Trío de excepción para una tragedia
Como en Capote, el film que lo hizo conocer (y le dio el Oscar a Philip Seymour Hoffman) y en El juego de la fortuna-Moneyball, que mereció seis nominaciones (incluidas las correspondientes a la mejor película y al mejor actor, Brad Pitt), Bennett Miller vuelve a revisar historias y personajes reales. Puede que la de este caso no haya cobrado demasiada notoriedad entre nosotros, pese a su espectacularidad, tanto por quienes la protagonizaron como por su infausto desenlace, pero, de todos modos, invita a ser parco a la hora de describirla.
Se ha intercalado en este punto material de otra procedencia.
PR #1, opened 2021-06-18
MAINT: add example

andyfaff:
- add example
- flake8 the code
- add .gitattributes to normalise line endings
- update AUTHORS.rst


arm61:
Is there a reason for those linting ignores?

andyfaff:
I just blindly copied them over from what I used for refnx. I'll remove them now. I think I used them back before I used black.
(I like using black, but it can be a bit dictatorial).

andyfaff:
@aglavic do you have the ORT file you used during the tutorial, can you add it to the repo?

De todas maneras, una sombra de fatalidad se cierne casi desde el principio sobre la extraña relación que involucra al último y excéntrico heredero de una dinastía sinónimo de riqueza y poder y a dos hermanos, ambos campeones olímpicos de lucha libre, una disciplina por la que el millonario manifiesta un entusiasmo obsesivo, quizá tanto como el que alimenta sus delirios de grandeza y aún mayor que el que lo ha llevado a dedicarse a la ornitología. Luchador mediocre él mismo, aunque le han sobrado influencias para coleccionar trofeos, el riquísimo heredero de los DuPont quiere convertirse en entrenador del equipo olímpico norteamericano de lucha para los Juegos de Seúl de 1988 y para eso pone dólares (600.000 sólo para construir el gimnasio) y dominios a su servicio. Quizás, en el fondo busca la aprobación de su madre, la aristocrática dama que prefiere deportes más nobles, ama a los caballos y desprecia esas prácticas que juzga vulgares, pero el hecho es que convierte a Foxcatcher (el gigantesco establecimiento que posee en Pensilvania) en un ejemplar centro de entrenamiento e intenta asegurarse la incorporación de los dos hermanos ganadores del oro en Los Ángeles, que viven modestamente en el otro extremo del país.
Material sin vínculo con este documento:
PR #2, opened 2021-06-22
adding a draft of the base objects

arm61:
A first draft of the base classes to define the ORSO files. 

In particular I am curious about the thoughts on: 
1. The use of `_check_unit`, is it maybe more sensible to have a superclass for all things with units?
2. How do we want to describe a vector direction? I have this as a string currently, is this relevant?


arm61:
Anyone is welcome to review btw. Not expecting everyone to review either.

aglavic:
To your questions:
1. I'll go through the code and maybe comment on it directly.
2: Yes, vectors are relevant e.g. for polarization analysis and external field direction. I suggest x||beam@0°, z||surface normal. We should use a list of three numbers instead of a string to easily convert to array.

orsopy/fileio/base.py
```diff
@@ -0,0 +1,166 @@
...
+
+
+def noop(self, *args, **kw):
+    pass
+
+
+yaml.emitter.Emitter.process_tag = noop
+
+
+def _repr(class_to_represent):
```
aglavic, line 17: Why do you define this as a function and not a method of a base class that is inherited?

arm61:
Just trying to understand your notation in 2. is that "x parallel to beam at 0 degree" and "z parallel to surface normal"? what is the third number you mention in the next sentence?

I think it makes the most sense for a `MagnetizationVector` class (like this https://github.com/reflectivity/orsopy/blob/cf73b31ef9555b2aa465ff79dd238e8d4d699525/orsopy/fileio/base.py#L47) that can be used in the `ValueVector` classes. Keeping the latter general.

orsopy/fileio/base.py
```diff
@@ -0,0 +1,166 @@
...
+    """
+
+    def __repr__(self):
+        """
+        The string representation for the Header class objects.
+        """
+        return _repr(self)
+
+
+class ValueScalar(Header):
```
aglavic: I'm not sure why we need such a large class structure. In principle a dictionary or derived object would be sufficient that then just checks against the schema file. In this way we only have to update a scheme and not the code here.
For me this would be quite a lot of additional overhead when using the package to put all my values first in one of these classes upon writing and extract the values from the classes when reading. It seems simpler to just supply a full dictionary and get an error message if it does not follow the schema. (Warning for recommendations, error for missing data or wrong entries.)

In case you like to stick to custom classes for everything, any kind of checks should be methods of the associated classes. Then the classes also need a facility to check for validity in certain entries against the schema. (e.g. if values and value ranges are allowed).

Also keep in mind that the library should be used by other programs, so it would be good to make sure resulting output is available in standard types. (str, float, int, list, dict and ndarray)

acaruana2009:
1. I think both solutions work, although I feel like having the method `_check_unit()` as a class method inside say a unit class might be a cleaner way to go in the long term. 
2. I agree with Artur about the vectors. We just need to agree a convention. The convention Artur has suggested is fine with me.
x= along the beam, y=across the beam but perp to z

How do we want to define the polarisation? `+` = guide field || pol vector, and `-` = guide field **anti** || pol vector?

orsopy/fileio/base.py
```diff
@@ -0,0 +1,174 @@
...
+        class_to_represent (:py:class:`object`): The class to be represented.
+
+    Returns:
+        (:py:attr:`str`): A string representation.
+    """
+    cleaned_data = dict(
+        (k, v) for (k, v) in class_to_represent.__dict__.items(
+        ) if v is not None
+    )
+    return yaml.dump(cleaned_data, sort_keys=False)
```
aglavic, line 32: Shouldn't the representation be Pyhon-like. So something like "Class(attr1=value, attr2=value2)".

For the dump to yaml I would use a "dump" method (with possible keyword parameters).

orsopy/fileio/base.py
```diff
@@ -0,0 +1,174 @@
...
+    Args:
+        magnitude (:py:attr:`float`): The value.
+        unit (:py:attr:`str`, optional): The unit. Optional,
+            defaults to :code:`'dimensionless'`.
+    """
+
+    def __init__(self, magnitude, unit="dimensionless"):
+        _check_unit(unit)
+        self.magnitude = magnitude
+        self.unit = unit
```
aglavic: I think units should be checked against the allowed ones. (In the class for generally being allowed and in later structures for the schema.)

orsopy/fileio/__init__.py
```diff
@@ -0,0 +1,3 @@
+from orsopy.fileio.base import *
```
aglavic, line 1: I would not use a * import in a package file.

arm61:
I have added a `Unit` class, cause I agree on the clean point. For the magnetisation vector, that's two parameters then?

tests/test_fileio/test_base.py
```diff
@@ -0,0 +1,103 @@
+"""
+Tests for fileio.base module
+"""
+
+# author: Andrew R. McCluskey (arm61)
+
+from orsopy.fileio.base import ValueVector
+import unittest
+from numpy.testing import assert_almost_equal, assert_equal
```
aglavic, line 9: For non-array objects I would just use the assert attributes of the TestCase class. We should definitely  check that floats/ints are actually floats and not numpy scalar objects, as these lead to issues with yaml when writing.

aglavic (commented):
I hope this helps, let me know if you want to discuss any of it.

aglavic:
> Just trying to understand your notation in 2. is that "x parallel to beam at 0 degree" and "z parallel to surface normal"? what is the third number you mention in the next sentence?
> 
> I think it makes the most sense for a `MagnetizationVector` class (like this
> 
> https://github.com/reflectivity/orsopy/blob/cf73b31ef9555b2aa465ff79dd238e8d4d699525/orsopy/fileio/base.py#L47
> 
> ) that can be used in the `ValueVector` classes. Keeping the latter general.

I don't think we need a magnetization vector, just a standard 3D vector should do. The third one is y and given by the other two.

aglavic:
> How do we want to define the polarisation? `+` = guide field || pol vector, and `-` = guide field **anti** || pol vector?

Suppose this is the standard definition, so we can follow it.

bmaranville:
Instead of using comment type hints, can we use the newer style of type hints?  Then libraries are available to do data validation of the kind you are building in as functions, e.g. these are the classes I wrote to generate the schema earlier:

import datetime
import enum
from typing import Optional, Union, List, Literal, Dict, Any
from dataclasses import field, dataclass

def d(t):
    return field(metadata={"description": t})

@dataclass
class Creator:
    name: str
    affiliation: str
    time: datetime.datetime = d("timestamp string, formatted as ISO 8601 datetime")
    system: str

@dataclass
class Sample:
    name: str

@dataclass
class Experiment:
    instrument: str
    probe: Union[Literal['neutron', 'xray']]
    sample: Sample

class Polarisation(str, enum.Enum):
    """ The first symbol indicates the magnetisation direction of the incident beam.
    An optional second symbol indicates the direction of the scattered beam, if a spin analyser is present."""
    p = '+'
    m = '-'
    mm = '--'
    mp = '-+'
    pm = '+-'
    pp = '++'

@dataclass
class Value:
    magnitude: Union[float, List[float]]
    unit: Optional[str] = field(default=None, metadata={"description": "SI unit string"})

@dataclass
class ValueRange:
    min: float
    max: float
    steps: Optional[int] = None
    unit: Optional[str] = field(default=None, metadata={"description": "SI unit string"})

@dataclass
class Measurement:
    scheme: str
    omega: Union[Value, ValueRange] = d("probe angle of incidence")
    wavelength: Union[Value, ValueRange]
    polarisation: Optional[Polarisation] = None

@dataclass
class DataSource:
    owner: str
    facility: str
    experimentID: str
    experimentDate: str
    title: str
    experiment: Experiment
    measurement: Measurement


@dataclass
class ORSOHeader:
    creator: Creator
    data_source: DataSource

________________________________

tests/test_fileio/test_base.py
```diff
@@ -0,0 +1,103 @@
...
+from orsopy import fileio
+
+
+class TestHeader(unittest.TestCase):
+    def test_value_scalar(self):
+        c = fileio.ValueScalar(1., 'm')
+        assert_almost_equal(c.magnitude, 1)
```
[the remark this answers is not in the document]
arm61: Do we want to check type?

orsopy/fileio/base.py
arm61: My motivation for the class structure was two fold: 
- making checking easier
- making documentation clearer/easier

I am very open to changing my mind, but this was how I designed the amor code so I was going off of that. 

There is no reason we can't have a helper function(s) that consumes/produces a dictionary for the full header.

arm61:
> > Just trying to understand your notation in 2. is that "x parallel to beam at 0 degree" and "z parallel to surface normal"? what is the third number you mention in the next sentence?
> > I think it makes the most sense for a `MagnetizationVector` class (like this
> > https://github.com/reflectivity/orsopy/blob/cf73b31ef9555b2aa465ff79dd238e8d4d699525/orsopy/fileio/base.py#L47
> > 
> > ) that can be used in the `ValueVector` classes. Keeping the latter general.
> 
> I don't think we need a magnetization vector, just a standard 3D vector should do. The third one is y and given by the other two.



> > Just trying to understand your notation in 2. is that "x parallel to beam at 0 degree" and "z parallel to surface normal"? what is the third number you mention in the next sentence?
> > I think it makes the most sense for a `MagnetizationVector` class (like this
> > https://github.com/reflectivity/orsopy/blob/cf73b31ef9555b2aa465ff79dd238e8d4d699525/orsopy/fileio/base.py#L47
> > 
> > ) that can be used in the `ValueVector` classes. Keeping the latter general.
> 
> I don't think we need a magnetization vector, just a standard 3D vector should do. The third one is y and given by the other two.

My motivation for the more specific class object was to document the specification of which is x/y/z.

bmaranville:
I agree that agreeing on the definition of reference for the magnetisation vector is important and that it should get its own class in this context (that was an awkward sentence).
________________________________

orsopy/fileio/base.py
```diff
@@ -0,0 +1,184 @@
...
+    """
+    Checks if the input is ASCII.
+
+    Args:
+        s (:py:attr:`str`): Input to check
+
+    Returns:
+        (:py:attr:`bool`): True if value is ASCII
+    """
+    return all(ord(c) < 128 for c in s)
```
andyfaff, line 173: [`str.isascii`](https://docs.python.org/3/library/stdtypes.html#str.isascii)

andyfaff:
It's good to see work progressing on this. However, before we go much further I'm wondering if it'd be wise for a sketch to be made of the proposed architecture. Either in pencil (or a drawing package), or as a series of empty classes that will show the API.

e.g. 
```
class ORSO:
      # this class is going to do x.
      
     def functionality(self):
          # this method is going to do this specific task
```

At the moment I don't know what we all have in mind for the design, or how what's contained in this PR relates to the eventual goal. I guess what I'm asking for is for us to figure out first how the package will be used, which will guide the API, which will then guide the nuts and bolts, this PR seems to be lower level nuts and bolts.

arm61:
My aim with this code was to have all of the base objects that we need to then build the more complex structure of the ORSO header. I have an older version of the header builder here (https://scipp.github.io/ess/techniques/reflectometry/orso.html), which I was taking as inspiration. But I was trying to do things gradually (to better understand others' expections).

arm61:
Just for added information. The way I wrote the older version, the string representation for the `ORSO` class object (which contains all of the other objects) output the header. So when writing the file it was as simple as 
```
np.savetxt(filename, np.array([q_z_vector, intensity, dintensity, dq_z_vector]).T, fmt='%.16e', header=str(header))
```

aglavic:
> It's good to see work progressing on this. However, before we go much further I'm wondering if it'd be wise for a sketch to be made of the proposed architecture. Either in pencil (or a drawing package), or as a series of empty classes that will show the API.
> 

I agree, that we seem to have different concepts of the end product in mind. Maybe it would be helpful to have a face to face discussion to settle on a general architecture?

From my point of view the library should have the following priorities that the architecture should fulfill:
1. Correctness of result, stay within ORSO specification
2. Pure python, no unnecessary clutter. (e.g. just yaml and numpy from non standard library modules)
3. Ease of use to read data, single class/function that returns easy to use objects
4. Ease of use to write data, best case would be usability without any look into our API reference
5. Clear code to be maintainable
6. Performance of reader (and maybe writer)
7. Keep usage pythonic, e.g. access attributes like in dictionaries etc.

arm61:
I think that a "f2f" meeting is a good idea. How do we wanna arrange that?

aglavic:
I guess we can have a quick poll.
https://doodle.com/poll/mhhqkhfk7rwc9qkt?utm_source=poll&utm_medium=link

Can you send this to everyone who should be invited and we decide until the weekend for the appropriate slot?

arm61:
Looks like just @bmaranville and @andyfaff are the only ones that would be interested that haven't done the poll (although I doubt the times will be able to catch both of them).

bmaranville:
I put a dataclass-based version of base.py in the dataclass_base branch, which I just pushed.  There is a test in tests/test_header.py that will generate a header from a class structure using those dataclasses.

The schema used is not up to date - it is based on the first example file sent around that the original schema json files were generated from, but it provides an example of coding with the dataclasses and ways to generate dicts from it.

bmaranville:
It turns out that a third-party library (pip install dataclasses-json) allows very easy deserialization, where you can just read in the YAML header and call ORSOHeader.from_dict(header) to re-read your header into ORSO classes.

An example is posted in the dataclass_base branch in tests/test_deserialize (it requires that the schema classes also be decorated with @dataclass_json, though this can be mapped to a no-op if the library is not found, and it will have no effect on the serialization)

arm61:
Nice find. I will try and bring this all together tomorrow/next week to make something. Btw, I just clicked in the reason for your T-shirt choice today 🇨🇦

arm61:
I have done everything that we outlined yesterday (I think, my notes might have been off). I didn't add the schema generation parts as this isn't necessary until we have something more than these base classes. 

One of the results of my automatic identification of optional arguments is that we are limited to py3.8 and py3.9, I am okay with that, but wanna see if someone has a better way to do this (the automatic identification of optionals)?

bmaranville:
I think your test for Optional is good, but for attributes that are optional, do we want to define default values?  That would mean that in order to have a value "cleaned" you would have to specify it as None, rather than not specifying it.  This seems somewhat non-standard behavior.

Also, for internal bookkeeping, you could add an "write_if_None": False item to the field metadata.  It seems somewhat redundant but in this case I think it's really not - Optional[int] really means nullable as a type, and our "write_if_None" flag means both "it can be None and don't write it to the dict when it is None".  There are cases in our schema where the type is a Union with None, but it is not an optional field for writing to the header. 
I do realize that "write_if_None" is a terrible name for a key.

arm61:
You make a good point on the optional values thing, this has been changed in the latest commit. 

I am not sure I get your `write_if_None` thing. You want a flag in the metadata for Optional items that means the Optional item will be written even if it is None? In that case, shouldn't the value just be non-Optional then (it becomes a question of how flexible vs prescriptive we wanna be I think). 

On that last thing, I can't seem to get the value of the attribute back when using `fields()`, I might be missing something though (very new to these python data class types).

bmaranville:
The write_if_None flag is to address the ambiguity in what "Optional" means... from the python typing perspective, that just means it can have a value of None.  From the ORSO perspective, we want to be able to specify some fields that are "required" but could potentially have a value of None, as far as I recall, so using Optional typing for both won't work.

The dataclasses.fields(\<dataclass\>) method only gives information about the field definitions, not the values stored in them.

arm61:
The way I had it in my mind was, say for person you could define as
```
p1 = Person('A Person', 'A Uni')
```
Which produces the`p1.to_yaml()`
```
name: A Person
affiliation: A Uni
```
Since the email is (ORSO) optional we don't bother to print it if it isn't given. If it is given it would be,
```
p2 = Person('Another Person', 'A Different Uni', email='another.person@adiffuni.edu')
```
Then `p2.to_yaml()` gives:
```
name: Another Person
affiliation: A Different Uni
email: another.person@adiffuni.edu
``` 
But if something that was (ORSO) required wasn't available (say affiliation) we would have the following,
```
p3 = Person('An Recent Graduate', None)
```
Which gives the yaml
```
name: An Recent Graduate
affiliation: null
```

El mayor, Dave, ya casado y también entrenador, no quiere trasladar a su familia, y dice no. Al hosco y solitario Mark, en cambio, lo seduce la oferta y acepta la mudanza, aunque deba resignar el estrecho contacto con su hermano (menos robusto, pero más inteligente, que es también su maestro y no sólo en lo profesional). De las características de ese vínculo, el director Bennett Miller da una temprana e ilustrativa muestra, sin necesidad de palabras (como en muchos otros logrados momentos del film) en una magnífica escena de entrenamiento.
A partir de entonces, el film pone el acento en la relación de poder que se entabla entre el millonario y su pupilo, de aspecto tosco, pero más frágil. Los dos se necesitan para creer en sus propios valores, pero las relaciones se vuelven más complejas, la convivencia más tensa y el malestar, visible cuando más tarde Dave se incorpora al equipo.
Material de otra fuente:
PR #3, opened 2021-07-07
add the objects for the full range of classes

arm61:
Also:
- introduce recursion such that nested orsopy objects are correctly converted to yaml
- Add correct datetime formatting (for some reason pyyaml doesn't use the `T` delimitation


orsopy/fileio/__init__.py
```diff
@@ -1,4 +1,5 @@
 from orsopy.fileio.base import (ValueScalar, ValueRange, ValueVector, Comment,
                                 Person, Column)
+from orsopy.fileio.reduction import Software, Reduction
```
aglavic, line 4: I would always use the from .XXX import YYY form to make it possible/easy to include the package in other python projects directly.

orsopy/fileio/base.py
```diff
@@ -33,8 +44,14 @@ def _clean(self):
         :return: Cleaned dictionary
         :rtype: dict
         """
-        return dict((k, v) for (k, v) in self.__dict__.items()
-                    if (v is not None or k not in self.orso_optionals))
+        d = {}
+        for k, v in self.__dict__.items():
```
aglavic, line 48: This will only return any attributes set on the instance and ignore anything from the class and inherited from parents. I would expect that e.g. default arguments would therefore be ignored. I would propose:
`[(k, getattr(self, k)) for k in dir(self) if not k.startswith('_') and not callable(getattr(self, k))]`

This should include all non-hidden attributes of the instance, class and inherited and would even allow special cases of sub-classes that want to overwrite it by using the __dir__ method.

orsopy/fileio/base.py
```diff
@@ -33,8 +44,14 @@ def _clean(self):
...
+            if (v is not None or k not in self.orso_optionals):
```
aglavic, line 49: I think this could include callable objects if they are set during instantiation and are not in orso_optionals.

orsopy/fileio/reduction.py
```diff
@@ -0,0 +1,45 @@
...
+# author: Andrew R. McCluskey (arm61)
+
+from typing import Optional, List
+from dataclasses import field, dataclass
+import datetime
+from dataclasses_json import dataclass_json
+from .base import Header, Person
+
+
+@dataclass_json
```
aglavic, line 14: Do you use any of the functionality provided by this? E.g. it already provides the .to_dict method. If we do this our selves anyway, including this decorator might have undesired side-effects.

orsopy/fileio/base.py
```diff
@@ -33,8 +44,14 @@ def _clean(self):
...
+                if hasattr(v, 'orso_optionals'):
+                    d[k] = v._clean()
+                else:
+                    d[k] = v
+        return d
```
aglavic, line 54: btw. why is this a hidden method and called _clean? Isn't it the default dictionary representation?

I would use the name "to_dict" to make it similar to "to_json" or "to_yaml".

orsopy/fileio/reduction.py
arm61: I haven't tried reading files in, but my logic was that the `from_dict` method from `@dataclass_json` would be useful in file reading in the future.

orsopy/fileio/__init__.py
arm61: I have no opposition to this style, I just thought it would be clearer if the user could have a single import to get all of the data classes that are necessary.

orsopy/fileio/base.py
arm61: `to_dict` currently exists as a `@dataclass_json` method. I agree, if we don't use `@dataclass_json` but not if we are.

orsopy/fileio/reduction.py
arm61: @bmaranville had the suggestion of using `@dataclass_json` so perhaps he can elucidate more.

orsopy/fileio/base.py
arm61: A potential issue with using `dir` that it doesn't keep the same order as the attributes are define.

arm61: Turns out `self.__dir__()` and `dir(self)` return different things (https://stackoverflow.com/questions/9659361/order-of-results-from-pythons-dir-function/9659377)

orsopy/fileio/reduction.py
bmaranville: I included dataclass_json just as a proof-of-concept for reading headers back into the python classes - I agree that it probably doesn't belong in our standard library.

orsopy/fileio/base.py
bmaranville: dataclasses.asdict does this for you - it collects all the fields that have been defined, recursively through every attribute that is also decorated as a dataclass (so no inheritance is needed)

orsopy/fileio/reduction.py
arm61: Fair enough, I thought you were super keen on it but I guess I misread the room.

orsopy/fileio/base.py
arm61: It wasn't catching the `orso_optionals` from each inherited level for me, hence the recursive method.

orsopy/fileio/reduction.py
bmaranville: Oh, I do like it very much!  I just though we were trying to avoid third-party libraries in this code.

orsopy/fileio/base.py
arm61: Since we aren't using `@dataclass_json` I have changed `_clean` to `to_dict`.

arm61:
There was some issues with getting lists being parsed correctly, which has lead to the latests design of `to_dict()` (formerly known as `_clean()`. Thoughts on how to improve this are very welcome.

arm61:
Does anyone have strong feelings on Artur's comment here https://github.com/reflectivity/orsopy/pull/3#discussion_r665237231 ? If not I will follow is logic cause I am not fussed. 

Additionally I have put the `Orso` class object which bring everything together directly in the `__init__.py` in `fileio`, which people might disagree with.

orsopy/fileio/__init__.py
andyfaff: I normally have private classes and methods prefixed by _. I then add all public classes and functions to submodule.__all__. So the import would be from `orsopy.file import stuff`. For really important things you could add them to `orsopy.__all__`.

arm61: I am tempted towards Artur's approach in the first instance and we can evolve in future based on how we use it.

aglavic: > I have no opposition to this style, I just thought it would be clearer if the user could have a single import to get all of the data classes that are necessary.

I agree, that it is nice to have all in the package. My point was about source of the import. What I meant was to replace
`from orsopy.XXX` by `from .XXX` so that it works if orsopy is a sub-packge of another python program.

andyfaff: Ahh, that's a lot clearer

Miller no intenta explicar ni dar respuestas; sólo explora, con gran minuciosidad, los vaivenes de ese complicado trío, tal vez con la esperanza de que a lo largo de ese detenido y sutil estudio de caracteres asomen algunas pistas que ayuden a esclarecer los múltiples conflictos y expongan los elementos que llevaron a su extraño desenlace. No faltan aquí codicia, delirio, ambición, ego, desesperación, diferencias sociales, muchos de los clásicos ingredientes de la clásica tragedia americana. Y si falta alguna ligazón entre ellos es porque el cineasta -ganador del premio al mejor director en Cannes- ha preferido concentrarse en la elaboración de los personajes y en el trabajo del elenco. Que es, a todas luces, admirable. Y tan homogéneo en su altísima calidad, que es difícil establecer diferencias entre los tres principales (Tatum, Ruffalo, Carell), aunque se comprende que sea este último -por su rotundo cambio de registro y su vistosa composición física- quien llame más la atención.